We have been washed in this hope. We eat and drink this hope. This hope sustains us and gives us life, because this hope is alive, animated with life that is stronger than death. It is the hope of saints giving testimony to the wonderful things God has done across the ages, the hope of strangers becoming siblings, the hope of people caring for one another instead of fearing one another. It is the hope that has been fulfilled in the escape from Egypt, in the return from exile, in the empty tomb of Easter morning. We are people who live by this hope, people who have been reborn in this hope. That is what it means to be a saint—to be one who has been changed by this hope, and who bears witness to it.

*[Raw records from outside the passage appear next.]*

PR #13, opened 2016-03-17
Provide CallSettings, and use it in ServiceBasesettings.

chrisdunelm:


src/Google.Api.Gax/Api/Gax/Expiration.cs
```diff
@@ -0,0 +1,72 @@
...
+
+        /// <summary>
+        /// If not null, the absolute deadline of this expiration.
+        /// </summary>
+        public DateTime? Deadline { get; }
+
+        /// <summary>
+        /// Does this <see cref="Expiration"/> contain a relative timeout?
+        /// </summary>
+        public bool IsTimeout => Timeout != null;
```
ivannaranjo: Nit: Would it be better to use the prefix _Has_ as in `HasTimeout` ?

src/Google.Api.Gax/Api/Gax/Expiration.cs
```diff
@@ -0,0 +1,72 @@
...
+
+        /// <summary>
+        /// An <see cref="Expiration"/> with no timeout or deadline.
+        /// </summary>
+        /// <remarks>
+        /// Indicates that no expiration is required.
+        /// </remarks>
+        public static Expiration None { get; } = new Expiration(null, null);
+
+        private Expiration(TimeSpan? timeout, DateTime? deadline)
```
ivannaranjo: Nit: Obvious disagreement here :) should have public constructors, having only the static methods is not idiomatic.

src/Google.Api.Gax/Api/Gax/MetadataExtensions.cs
```diff
@@ -0,0 +1,22 @@
...
+using System;
+using System.Collections.Generic;
+using System.Linq;
+using System.Threading.Tasks;
+
+namespace Google.Api.Gax
+{
+    internal static class MetadataExtensions
+    {
+        public static void Add(this Metadata metadata, IEnumerable<Metadata.Entry> items)
```
ivannaranjo: List<T> has a method called `AddRange`, should we use that name? Not that it matters much since it is internal.

chrisdunelm: Calling it Add allows it to be used as a collection initializer, as in the Clone method below

jskeet: Side piece of trivia: this is the first time I've seen the C# 6 feature of having extension methods used by collection initializers. And I forgot to mention it in my recent talk :(

src/Google.Api.Gax/Api/Gax/ClientHelper.cs
```diff
@@ -20,7 +20,9 @@ namespace Google.Api.Gax
     /// </summary>
     public class ClientHelper
     {
-        private readonly Func<DateTime?> _deadlineCalculator;
+        //private readonly Func<DateTime?> _deadlineCalculator;
```
jskeet: Remove?

src/Google.Api.Gax/Api/Gax/Expiration.cs
```diff
@@ -0,0 +1,76 @@
...
+ */
+
+using System;
+
+namespace Google.Api.Gax
+{
+    /// <summary>
+    /// Expiration specified by relative timeout or absolute deadline.
+    /// </summary>
+    public class Expiration
```
jskeet: sealed

src/Google.Api.Gax/Api/Gax/Expiration.cs
```diff
@@ -0,0 +1,76 @@
...
+    {
+        /// <summary>
+        /// Create an <see cref="Expiration"/> with a relative timeout.
+        /// </summary>
+        /// <param name="timeout">The relative timeout.</param>
+        /// <returns>An <see cref="Expiration"/> with the specified relative timeout.</returns>
+        /// <remarks>
+        /// Zero or negative timeouts are valid, and will cause immediate failure of the operation being performed.
+        /// </remarks>
+        public static Expiration WithTimeout(TimeSpan timeout) => new Expiration(timeout, null);
```
jskeet: "With" sounds like it's going to be an instance method to me. I'd use ForTimeout or FromTimeout. Or maybe even just Timeout.

src/Google.Api.Gax/Api/Gax/Expiration.cs
jskeet: I personally prefer the static methods here. If we exposed constructors, we'd want to throw an exception if both parameters are specified... if we only exposed two constructors (one for deadline, one for timeout) then you couldn't construct an expiration equivalent to None. We could expose a parameterless constructor as well, *just* for the sake of None, but that's pretty weird.

jskeet: Counterexample to "no constructors": everyone's used to calling `WebRequest.Create`

test/Google.Api.Gax.Tests/ClientHelperTest.cs
```diff
@@ -60,17 +67,76 @@ public void BuildCallOptions_PopulatesCancellationToken()
...
+            {
+                Headers = new Metadata { new Metadata.Entry("1", "one") },
+                Expiration = Expiration.WithDeadline(new DateTime(78L)),
+                CancellationToken = cts.Token,
+                WriteOptions = new WriteOptions(WriteFlags.BufferHint),
+                PropagationToken = null, // Un-creatable, un-mockable
+                Credentials = null, // Un-creatable, un-mockable
+            };
+            CallOptions callOptions = helper.BuildCallOptions(null, callSettings);
+            Assert.Equal(callSettings.Headers, callOptions.Headers);
```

Those candles represent the tiniest fraction of the host of God’s saints, just as the faith we share and the community gathered here are the tiniest fraction of God’s kingdom. Nevertheless, those candles bear witness to that hidden reality; and so the reality of God’s abiding and impending reign is revealed in and to and through us. With the eyes of hope, we may see that though it is hidden behind the despots who would rule this world and the lies they weave, God’s reign is already here shining through the cracks in of this world and seeping in at its seams. Their legions will still make a lot of noise and cause a lot of grief, but in Christ, the ultimate victory is now assured.
Our hope is not in the powers of the world, in politicians or armies or strong rulers; those powers of the world that are dying and already defeated, no matter how useful they have been. Our hope is in the living God who is still seated on the throne, and in the Lamb who has defeated death forever. Our God has done wonderful things, and this is the God on whom we wait; let us now be glad and rejoice in God’s salvation!